We present work performed at GrammaTech on semi-automated migration of legacy C++ code to Rust. A widely used systems programming language, C++ offers a historically rich set of language features, including low-level memory manipulation capabilities inherited from C. While such features can give rise to efficient programs, memory managed freely by the programmer often results in hard-to-debug program crashes and vulnerabilities.
The Rust programming language regulates memory manipulation by the programmer. It targets a sweet spot between eliminating the potential for memory corruption and retaining the usability of the language. A key concept is that of ownership: each piece of heap-allocated memory is managed by exactly one variable, whose lifetime determines the validity of that memory. Rust’s memory safety guarantees make automated garbage collection unnecessary, paving the way for safe and efficient systems programming of the future. The question remains how to deal with legacy C++ code in active use. Manually rewriting all such code into Rust is not practical.
To address this apparent impasse, GrammaTech is developing an open-source tool called CRAM for the semi-automated migration of C++ code bases into Rust. The goal is to generate Rust code that is not only functionally equivalent to the C++ source, but also human-readable and in fact Rust-idiomatic, enabling further development by human programmers. This combination of goals makes language migration a particularly hard problem. To ensure feasibility, we assume well-designed C++ code as input, where form reflects—not disguises—intent. We solicit assistance from the user in cases where the extraction of intent from the C++ code is ambiguous. Finally, we are developing methods to assure the programmer of the correctness of the migration, ranging from migrated test cases to automated equivalence proofs for code fragments.

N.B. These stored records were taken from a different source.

PR #232, opened 2024-03-13
[RAPPS-DB] Add ReactOS Wallpaper Exposition v5 (roswallpexpo)

katahiromz:
Retrial of #230. This is a wallpaper set by JIRA user `fastcom`.

https://jira.reactos.org/browse/CORE-12639

apple

leaves

plain

sky

sunset

VirtualBox_ReactOS_17_03_2024_13_45_26

### DIFF
--- a/roswallpexpo.txt
+++ b/roswallpexpo.txt
@@ -1,10 +1,16 @@
 [Section]
 Name = ReactOS Wallpaper Exposition
-Version = 5
+Version = 6
 License = CC BY
-Description = A wallpaper set (apple, leaves, sky etc.), by fastcom.
+Description = A wallpaper collection (apple, leaves, sky etc.), by fastcom.
 Category = 16
-URLSite = https://jira.reactos.org/browse/CORE-12639
-URLDownload = https://jira.reactos.org/secure/attachment/67625/RosWallpExpo-v5.exe
-SHA1 = 2b74fb974778aa51a8695464cb695bfd0252643f
-SizeBytes = 2211512
+URLSite = https://github.com/katahiromz/RosWallpExpo
+URLDownload = https://github.com/katahiromz/RosWallpExpo/releases/download/v6/RosWallpExpo-v6.zip
+Installer = Generate
+SHA1 = 7a493c8687c462ec9eb75daacfd6ca9e1233b08e
+SizeBytes = 1699194
+
+[Generate]
+Files=RosWallpExpo-v6\*
+Dir=%SystemRoot%\Web\Wallpaper
+Lnk=!
--- a/roswallpexpo.txt
+++ b/roswallpexpo.txt
@@ -1,0 +1,10 @@
+[Section]
+Name = ReactOS Wallpaper Exposition
+Version = 1
+License = CC BY
+Description = A wallpaper set (apple, leaves, sky etc.), by fastcom.
+Category = 16
+URLSite = https://jira.reactos.org/browse/CORE-12639
+URLDownload = https://jira.reactos.org/secure/attachment/67588/ReactOSWallpaperExposition-v1.zip
+SHA1 = 3a997c41b26e90bcdc0adaf46c60c89f91ef7b5d
+SizeBytes = 999104
--- a/roswallpexpo.txt
+++ b/roswallpexpo.txt
@@ -1,10 +1,10 @@
 [Section]
 Name = ReactOS Wallpaper Exposition
-Version = 1
+Version = 5
 License = CC BY
 Description = A wallpaper set (apple, leaves, sky etc.), by fastcom.
 Category = 16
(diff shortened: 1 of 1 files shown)


roswallpexpo.txt
```diff
@@ -0,0 +1,10 @@
+[Section]
+Name = ReactOS Wallpaper Exposition
+Version = 1
+License = CC BY
+Description = A wallpaper set (apple, leaves, sky etc.), by fastcom.
+Category = 16
+URLSite = https://jira.reactos.org/browse/CORE-12639
+URLDownload = https://jira.reactos.org/secure/attachment/67588/ReactOSWallpaperExposition-v1.zip
```
learn-more, line 8: Does this work in ReactOS ?

katahiromz: image
Oh, unsupported compression method. I will retry.

katahiromz: And we didn't support JPEG wallpapers.

katahiromz: VirtualBox_ReactOS_17_03_2024_13_45_26
Now it works!

HBelusca:
@katahiromz I would suggest we talk with @ColinFinck so that we can have an _**official**_ repository for wallpapers, themes and stuff under our github.com/reactos .

marjuanm:
Hello:

  One question: is this intended to have "collections" of wallpapers for Reactos? I think that putting those wallpapers in zips and having the user download them doesn't tell the user much, a zip in the repository should containing a preview view with images inside. Or Reactos should had a utility that allowed access to a list of wallpapers with their respective preview and then the user would download the one they wanted to put them as the background on their desktop.

katahiromz:
> is this intended to have "collections" of wallpapers for Reactos?

Yes, it is.

> I think that putting those wallpapers in zips and having the user download them doesn't tell the user much, a zip in the repository should containing a preview view with images inside.

Now, this package is not a ZIP. But an installer of an EXE file.

> Or Reactos should had a utility that allowed access to a list of wallpapers with their respective preview and then the user would download the one they wanted to put them as the background on their desktop.

Rapps didn't support screenshot preview.

marjuanm:
This proposal sounds interesting and seeing it carried out I think it would give Reactos a good boost. I remember that one of the attractions of Windows Vista was its collection of wallpapers (beautiful landscapes, views of space, etc.) and of course Aero theme.

However, I was referring to developing an app that would download those wallpapers from a folder on the network or a repository and show a preview of them, if that is not possible or is not in the plans for Reactos and you are going to continue using the common repository for all applications, I think that from time to time there will be a need to update that app because it is likely that the number of wallpapers will be renewed, right?

JoachimHenze:
@katahiromz would it be possible to pack the wallpapers from rosapps module into such a downloader as well?
I do kind of dislike that they do bloat the release-isos. Rapps is typically just one click away.

roswallpexpo.txt
```diff
@@ -0,0 +1,10 @@
+[Section]
+Name = ReactOS Wallpaper Exposition
+Version = 5
+License = CC BY
+Description = A wallpaper set (apple, leaves, sky etc.), by fastcom.
+Category = 16
+URLSite = https://jira.reactos.org/browse/CORE-12639
+URLDownload = https://jira.reactos.org/secure/attachment/67625/RosWallpExpo-v5.exe
```
JoachimHenze, line 8: I am not sure whether it would be wise to apply additional traffic onto our JIRA servers by adding such links to JIRA into rapps. I think the file should be placed on github for example. Which does offer servers with high availability, and stable links. And we don't have to pay/maintain that infrastructure ourself.

katahiromz:
> @katahiromz would it be possible to pack the wallpapers from rosapps module into such a downloader as well?
I do kind of dislike that they do bloat the release-isos. Rapps is typically just one click away.

I can make `modules\wallpapers` as a Rapps application. It reduces 7MB download size.

roswallpexpo.txt
katahiromz: We can use my private GitHub Release page or our official Release page for downloadinp. Official page is the better but I have no rights to modify our official Release page.

JoachimHenze: Our release-page https://github.com/reactos/reactos/releases shouldn't get messed with "unrelated files" sprinkled in between our official ros-release-announcements.
Optimal for such stuff would be to create some project like https://github.com/reactos/hosted-files
As long as something like that doesn't exist (I do understand you don't have the rights for such a thing),
I do think **your private GitHub Release page is a sane alternative, yes**.
We do already have a lot of rapps links of the form https://github.com/someContributor/SomeProject

katahiromz:
Updated.

katahiromz:
Retired.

CRAM divides the migration process into two stages. The first stage remains entirely in C++ and refactors the code so as to enforce Rust’s memory usage rules in C++. For example, CRAM breaks up nests of mutable (non-const) aliases to the same memory location in C++, preparing the code for migration into a language where such nests are forbidden. These refactorings implement our vision that, while C++ does not enforce safe programming, it does not prohibit it either. Experienced C++ programmers will avoid reference nests. Rust elevates this recommendation to a rule, which we now enforce on the C++ side. Pre-migration code refactoring has significant additional advantages:
During the second stage, migration libraries developed as part of the CRAM project map formal descriptions of programmer intent lifted from C++ code segments to human-readable, idiomatic Rust code. We envision a programmatic but language-agnostic notion of intent. For example, CRAM recognizes loops iterating over data containers, how many iterators they use, whether they iterate forward or backward, etc. Such intent representations can easily be retargeted idiomatically to a language like Rust.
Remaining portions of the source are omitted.